*Listed entries*:
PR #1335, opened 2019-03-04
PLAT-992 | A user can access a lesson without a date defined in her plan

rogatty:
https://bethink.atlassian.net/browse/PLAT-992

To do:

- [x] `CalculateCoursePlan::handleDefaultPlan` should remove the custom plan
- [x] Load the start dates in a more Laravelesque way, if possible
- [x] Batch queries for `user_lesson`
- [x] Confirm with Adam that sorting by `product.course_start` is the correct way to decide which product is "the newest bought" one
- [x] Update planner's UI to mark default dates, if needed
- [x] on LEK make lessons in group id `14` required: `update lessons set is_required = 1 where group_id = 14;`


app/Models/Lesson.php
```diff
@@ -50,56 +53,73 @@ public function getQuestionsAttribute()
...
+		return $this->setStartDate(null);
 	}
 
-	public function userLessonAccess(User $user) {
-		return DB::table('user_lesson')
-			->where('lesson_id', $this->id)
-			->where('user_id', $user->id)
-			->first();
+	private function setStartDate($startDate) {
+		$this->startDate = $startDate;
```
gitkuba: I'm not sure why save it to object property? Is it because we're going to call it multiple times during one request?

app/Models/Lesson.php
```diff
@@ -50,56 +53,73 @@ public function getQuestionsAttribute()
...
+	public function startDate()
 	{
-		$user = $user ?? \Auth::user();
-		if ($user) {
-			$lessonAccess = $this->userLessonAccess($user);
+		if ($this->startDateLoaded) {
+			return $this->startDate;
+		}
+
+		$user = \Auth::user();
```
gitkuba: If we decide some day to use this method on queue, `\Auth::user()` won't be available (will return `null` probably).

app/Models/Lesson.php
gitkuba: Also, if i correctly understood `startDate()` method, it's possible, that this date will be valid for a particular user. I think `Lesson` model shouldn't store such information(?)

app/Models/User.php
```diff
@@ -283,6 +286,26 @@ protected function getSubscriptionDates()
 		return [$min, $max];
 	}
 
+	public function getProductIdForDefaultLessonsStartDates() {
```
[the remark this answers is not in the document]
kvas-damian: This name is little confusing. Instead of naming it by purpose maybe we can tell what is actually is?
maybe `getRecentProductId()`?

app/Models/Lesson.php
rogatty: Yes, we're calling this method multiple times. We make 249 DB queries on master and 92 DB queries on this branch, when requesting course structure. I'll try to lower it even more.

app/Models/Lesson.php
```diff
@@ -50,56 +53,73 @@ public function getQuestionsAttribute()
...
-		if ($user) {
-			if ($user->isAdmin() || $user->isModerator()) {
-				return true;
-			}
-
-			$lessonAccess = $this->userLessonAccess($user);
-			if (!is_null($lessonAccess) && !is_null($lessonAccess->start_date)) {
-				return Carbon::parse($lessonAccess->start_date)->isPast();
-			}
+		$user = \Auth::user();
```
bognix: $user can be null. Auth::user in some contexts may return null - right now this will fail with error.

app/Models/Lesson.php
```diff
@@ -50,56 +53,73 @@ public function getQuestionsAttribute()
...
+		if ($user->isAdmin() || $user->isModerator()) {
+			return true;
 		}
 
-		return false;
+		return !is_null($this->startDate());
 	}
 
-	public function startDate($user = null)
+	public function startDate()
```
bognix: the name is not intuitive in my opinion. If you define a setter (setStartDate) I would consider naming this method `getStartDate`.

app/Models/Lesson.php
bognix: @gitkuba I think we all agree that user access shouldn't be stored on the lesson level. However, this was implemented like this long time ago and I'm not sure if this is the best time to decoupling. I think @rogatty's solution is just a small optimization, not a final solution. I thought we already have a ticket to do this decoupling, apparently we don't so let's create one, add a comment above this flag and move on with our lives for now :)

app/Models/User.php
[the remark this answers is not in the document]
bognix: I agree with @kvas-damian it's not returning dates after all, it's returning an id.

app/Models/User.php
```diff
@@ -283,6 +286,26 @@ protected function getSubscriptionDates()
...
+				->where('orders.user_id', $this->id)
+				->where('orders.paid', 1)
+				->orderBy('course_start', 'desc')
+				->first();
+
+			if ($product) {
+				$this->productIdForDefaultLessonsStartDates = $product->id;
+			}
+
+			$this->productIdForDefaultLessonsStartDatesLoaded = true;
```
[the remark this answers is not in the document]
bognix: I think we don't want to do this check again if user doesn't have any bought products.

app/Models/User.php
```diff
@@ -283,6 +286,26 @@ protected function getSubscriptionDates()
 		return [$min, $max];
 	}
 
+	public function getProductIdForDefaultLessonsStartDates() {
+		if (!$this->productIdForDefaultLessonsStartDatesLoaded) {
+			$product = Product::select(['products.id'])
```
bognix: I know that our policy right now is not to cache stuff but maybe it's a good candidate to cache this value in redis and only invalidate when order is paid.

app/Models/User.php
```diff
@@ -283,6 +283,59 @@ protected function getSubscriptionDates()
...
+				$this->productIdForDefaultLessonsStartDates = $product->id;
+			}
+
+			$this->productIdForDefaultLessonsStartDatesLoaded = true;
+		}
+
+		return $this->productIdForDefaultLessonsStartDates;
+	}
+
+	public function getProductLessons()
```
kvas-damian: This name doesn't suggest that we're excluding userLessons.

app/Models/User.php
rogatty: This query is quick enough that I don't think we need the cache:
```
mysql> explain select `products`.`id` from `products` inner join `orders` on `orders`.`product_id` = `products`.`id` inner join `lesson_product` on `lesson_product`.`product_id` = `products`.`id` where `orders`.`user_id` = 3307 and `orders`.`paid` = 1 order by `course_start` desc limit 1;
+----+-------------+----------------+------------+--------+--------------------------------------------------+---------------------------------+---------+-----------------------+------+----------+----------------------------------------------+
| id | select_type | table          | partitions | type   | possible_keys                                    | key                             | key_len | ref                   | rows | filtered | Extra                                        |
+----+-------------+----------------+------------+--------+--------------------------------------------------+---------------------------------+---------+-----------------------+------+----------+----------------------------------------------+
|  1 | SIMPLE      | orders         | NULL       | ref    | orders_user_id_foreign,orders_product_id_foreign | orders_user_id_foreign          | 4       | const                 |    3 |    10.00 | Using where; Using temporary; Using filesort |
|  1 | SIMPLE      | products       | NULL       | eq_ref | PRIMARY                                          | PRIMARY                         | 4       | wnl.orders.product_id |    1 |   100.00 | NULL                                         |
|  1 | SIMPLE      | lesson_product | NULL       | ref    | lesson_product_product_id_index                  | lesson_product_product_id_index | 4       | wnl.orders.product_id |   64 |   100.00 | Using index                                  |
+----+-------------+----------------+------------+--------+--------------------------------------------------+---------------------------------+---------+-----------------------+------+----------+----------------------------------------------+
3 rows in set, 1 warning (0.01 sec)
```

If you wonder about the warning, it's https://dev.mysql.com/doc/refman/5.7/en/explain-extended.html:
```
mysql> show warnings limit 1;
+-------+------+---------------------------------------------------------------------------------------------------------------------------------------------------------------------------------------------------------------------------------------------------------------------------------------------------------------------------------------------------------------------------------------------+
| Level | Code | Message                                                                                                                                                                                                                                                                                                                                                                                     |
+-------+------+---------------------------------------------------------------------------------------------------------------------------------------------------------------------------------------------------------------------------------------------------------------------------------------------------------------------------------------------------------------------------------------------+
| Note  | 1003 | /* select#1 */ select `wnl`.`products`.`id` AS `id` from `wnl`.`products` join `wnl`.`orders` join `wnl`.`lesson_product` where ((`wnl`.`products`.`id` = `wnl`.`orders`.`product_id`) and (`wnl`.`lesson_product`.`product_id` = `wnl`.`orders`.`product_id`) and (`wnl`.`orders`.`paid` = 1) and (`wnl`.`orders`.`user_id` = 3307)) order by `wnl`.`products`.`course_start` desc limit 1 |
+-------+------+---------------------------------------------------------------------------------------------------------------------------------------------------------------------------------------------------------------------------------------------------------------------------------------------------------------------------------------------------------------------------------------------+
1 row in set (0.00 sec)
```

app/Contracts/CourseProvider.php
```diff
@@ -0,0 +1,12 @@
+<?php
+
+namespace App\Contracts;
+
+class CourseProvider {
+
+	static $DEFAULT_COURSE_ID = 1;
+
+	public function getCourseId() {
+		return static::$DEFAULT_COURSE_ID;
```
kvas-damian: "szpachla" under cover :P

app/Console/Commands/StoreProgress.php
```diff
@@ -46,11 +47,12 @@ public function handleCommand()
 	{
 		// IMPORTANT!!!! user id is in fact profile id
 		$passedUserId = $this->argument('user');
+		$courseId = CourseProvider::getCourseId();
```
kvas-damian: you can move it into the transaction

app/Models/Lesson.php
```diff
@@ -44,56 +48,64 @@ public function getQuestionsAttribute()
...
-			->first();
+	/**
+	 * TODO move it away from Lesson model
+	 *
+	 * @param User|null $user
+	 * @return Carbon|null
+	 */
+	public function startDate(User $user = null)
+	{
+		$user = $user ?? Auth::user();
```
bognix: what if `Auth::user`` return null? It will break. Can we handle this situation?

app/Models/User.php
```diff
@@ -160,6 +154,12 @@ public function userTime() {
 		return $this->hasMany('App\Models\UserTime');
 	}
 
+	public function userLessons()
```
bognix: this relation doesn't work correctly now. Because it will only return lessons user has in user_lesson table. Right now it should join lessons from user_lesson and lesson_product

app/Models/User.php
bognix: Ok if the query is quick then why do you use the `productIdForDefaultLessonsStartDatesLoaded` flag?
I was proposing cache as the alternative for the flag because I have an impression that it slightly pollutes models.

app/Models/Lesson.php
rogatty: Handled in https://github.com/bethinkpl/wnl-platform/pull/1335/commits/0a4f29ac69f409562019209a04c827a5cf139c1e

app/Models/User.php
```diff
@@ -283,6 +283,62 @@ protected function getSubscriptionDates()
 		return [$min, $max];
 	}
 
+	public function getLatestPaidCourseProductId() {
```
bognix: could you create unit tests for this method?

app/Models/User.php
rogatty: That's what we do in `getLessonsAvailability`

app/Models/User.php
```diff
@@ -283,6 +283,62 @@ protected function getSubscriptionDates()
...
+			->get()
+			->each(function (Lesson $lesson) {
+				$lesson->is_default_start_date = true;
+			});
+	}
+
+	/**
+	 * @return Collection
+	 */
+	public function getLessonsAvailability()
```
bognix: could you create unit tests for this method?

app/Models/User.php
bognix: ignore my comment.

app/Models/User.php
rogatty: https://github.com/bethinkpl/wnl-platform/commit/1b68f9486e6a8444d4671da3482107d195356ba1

--

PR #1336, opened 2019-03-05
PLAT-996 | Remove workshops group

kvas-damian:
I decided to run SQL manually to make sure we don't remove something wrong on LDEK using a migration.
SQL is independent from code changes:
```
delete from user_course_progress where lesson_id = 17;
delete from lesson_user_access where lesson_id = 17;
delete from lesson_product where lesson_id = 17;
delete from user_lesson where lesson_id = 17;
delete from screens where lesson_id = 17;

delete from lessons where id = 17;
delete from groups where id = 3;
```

*What you are asked to do*:
Lines containing "queries": tally them across the records above and give the total alone.

*Your solution*:
2